【自由な家づくり】第2話:既製品を組み合わせながら。アイデアと工夫で叶えた理想のインテリア

編集スタッフ 野村

未完成の一軒家に住みながら、DIYをして進める家づくり。

そんな挑戦をしている、インテリアショップ「オルネ ド フォイユ」オーナーの谷あきらさんの家を訪ねています。

第1話では、現在の家へ引っ越しを決めた経緯と、DIYに挑戦するようになったルーツについてお話しいただきました。

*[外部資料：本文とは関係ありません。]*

PR #2003, opened 2026-08-19
ci(smb): stop the Windows compat job failing on a precondition it measures as unmet

### LINKED ISSUE #1995: SMB Client Compatibility workflow is permanently red on develop: Windows job cannot pass by design
The `SMB Client Compatibility` workflow has failed on every develop run I can see (back to 2026-08-05 at least, most recently `d3fbb5e9`). The macOS and Linux jobs pass; the **Windows (net use)** job fails, and it cannot pass on a hosted runner as currently written.

Not caused by any recent merge — it predates today's audit-sweep PRs, and I checked before assuming.

**Two separate defects, both in the harness, neither in DittoFS.**

**1. The job asserts something the workflow already knows is impossible.**

`.github/workflows/smb-client-compat.yml:310` ("Free TCP 445 for DittoFS (best-effort)") carries an excellent write-up of the real constraint: the Windows redirector always connects to TCP 445, UNC syntax has no port field, and freeing 445 means unloading the kernel SMB listener (`srvnet.sys`, PID 4), which hosted runners cannot do without a reboot. The step is explicitly best-effort and logs its result:

```
TCP 445 freed for DittoFS: False (false => hosted-runner kernel listener; net use cannot reach DittoFS without a reboot)
```

The next step then runs `net use` anyway and hard-fails:

```
System error 64 has occurred.
net use failed with exit code 2
```

So the job fails on a precondition it just measured and reported as unmet. The `$freed` result should gate the assertions — skip them with a clear message when 445 is kernel-owned, and let the diagnostics still upload. The comment block already argues DittoFS's SMB path is correct here (macOS `mount_smbfs` and Samba `smbclient` 4.19 both authenticate against it, negotiating identically to the Windows redirector).

**2. The Cleanup step has a PowerShell bug and fails independently.**

`.github/workflows/smb-client-compat.yml:513`:

```powershell
$pid = $env:DFS_PID
if ($pid) { Stop-Process -Id $pid -Force -ErrorAction SilentlyContinue }
```

`$pid` is a PowerShell **automatic read-only variable** (the current process ID). Assigning to it throws:

```
Cannot overwrite variable PID because it is read-only or constant.
##[error]Process completed with exit code 1.
```

So cleanup never kills the `dfs` process, and the step fails even when everything before it succeeded. Rename to `$dfsPid`. This one is a two-line fix and worth doing regardless of (1).

**Why it matters beyond tidiness:** a workflow that is always red trains everyone to ignore it, which means a genuine SMB client regression on macOS or Linux — the two jobs that *do* work — would go unnoticed. Either make the Windows job skip honestly, or move it to a self-hosted/VM runner where 445 can actually be claimed.

marmos91:
Closes #1995.

`SMB Client Compatibility` has been red on develop since at least 2026-08-05. macOS and Linux pass; the Windows job cannot pass as written. Two independent defects, both in the harness — DittoFS itself is fine, and the workflow's own comments already argue that (macOS `mount_smbfs` and Samba `smbclient` 4.19 both authenticate against the same server, negotiating identically to the Windows redirector).

### 1. The job asserted a precondition it had already measured as unmet

The "Free TCP 445" step is explicitly best-effort. The Windows redirector always connects to TCP 445 and UNC syntax has no port field, so reaching DittoFS on 12445 means owning 445 — which means unloading the kernel SMB listener (`srvnet.sys`, PID 4). A hosted runner cannot do that without a reboot. The step says so:

```
TCP 445 freed for DittoFS: False (false => hosted-runner kernel listener; net use cannot reach DittoFS without a reboot)
```

The next step then ran `net use` regardless and threw:

```
System error 64 has occurred.
net use failed with exit code 2
```

Now the probe publishes `freed` as a step output and the assertions gate on it. When 445 is kernel-owned the job skips them and prints why; when a runner *can* free 445 the assertions run exactly as before. A new "Report skipped net use assertions" step makes the skip visible in the log rather than silent, and the step summary renders `:fast_forward: skipped` instead of five green ticks for tests that never ran — the old summary claimed five passes on a job that had just failed.

### 2. Cleanup assigned to `$pid`

```powershell
$pid = $env:DFS_PID
```

`$pid` is a PowerShell **read-only automatic variable** (the current process id). Assigning to it throws:

```
Cannot overwrite variable PID because it is read-only or constant.
```

So the step failed on its own, and the `dfs` process was never stopped. Renamed to `$dfsPid`.

### Notes

This does not paper over a product failure. It stops the job asserting something the environment makes impossible, so a genuine regression in the macOS or Linux jobs — which do exercise the server end to end — becomes visible again instead of drowning in a permanently red check.

If you'd rather actually exercise `net use`, that needs a self-hosted or VM runner where 445 can be claimed; worth a follow-up if Windows redirector coverage matters. I've left the pktmon capture and log-dump diagnostics running unconditionally so that path stays debuggable.

Verified the YAML parses; the PowerShell changes are inspection-only since there is no Windows runner locally — the CI run on this PR is the real check.

### DIFF
--- a/.github/workflows/smb-client-compat.yml
+++ b/.github/workflows/smb-client-compat.yml
@@ -308,6 +308,7 @@ jobs:
           go build -o dfsctl.exe cmd/dfsctl/main.go
 
       - name: Free TCP 445 for DittoFS (best-effort)
+        id: free445
         shell: pwsh
         run: |
           # #879 ROOT CAUSE: the Windows redirector (`net use \\host\share`)
@@ -342,6 +343,10 @@ jobs:
             Start-Sleep -Seconds 2
           }
           Write-Host "TCP 445 freed for DittoFS: $freed (false => hosted-runner kernel listener; net use cannot reach DittoFS without a reboot)"
+          # Publish the result so the net use assertions can skip honestly
+          # instead of failing on a precondition this step just measured as
+          # unmet. Without the gate the job can never pass on a hosted runner.
+          "freed=$($freed.ToString().ToLower())" >> $env:GITHUB_OUTPUT
           (Get-NetTCPConnection -LocalPort 445 -State Listen -ErrorAction SilentlyContinue) | Format-Table -AutoSize
           # sc.exe returns nonzero when a service is already stopped, which pwsh
           # would otherwise propagate as a step failure. This step is
@@ -396,6 +401,7 @@ jobs:
           (Get-NetTCPConnection -LocalPort 445 -State Listen -ErrorAction SilentlyContinue) | Format-Table -AutoSize
 
       - name: Test net use operations
+        if: steps.free445.outputs.freed == 'true'
         shell: pwsh
         run: |
           # Mount SMB share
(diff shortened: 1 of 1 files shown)


marmos91:
Duplicate of #2002, opened 23s apart from the same work on a second branch. #2002 is a superset: same $freed gate and the same $dfsPid cleanup fix, plus it also replaces the hardcoded all-green summary table, which would otherwise report passes for assertions that never ran. Continuing in #2002.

第2話では、いよいよ始まった家づくりの話、そして谷さんがゆずれなかったスペースというリビングやキッチンについて詳しく伺っていきます。

第1話から読む

 

内装にこだわりたいけど、伝わらなくて

土地も決まり、いざ家づくりへと進んだ谷さん。しかし、建築家探しにも苦労をしたそうです。

谷さん:
「家の外装はそれほどこだわっていなくて、それより暮らす場所である内装にこだわりたいと思っていました。

自宅もインテリアショップやホテルのような、自分が居心地がいいと思える空間にしたくて、そうした理想のお店のインテリア写真をPinterestで集めて、こんなイメージにしたいんです、と建築家さんに会いにいきました。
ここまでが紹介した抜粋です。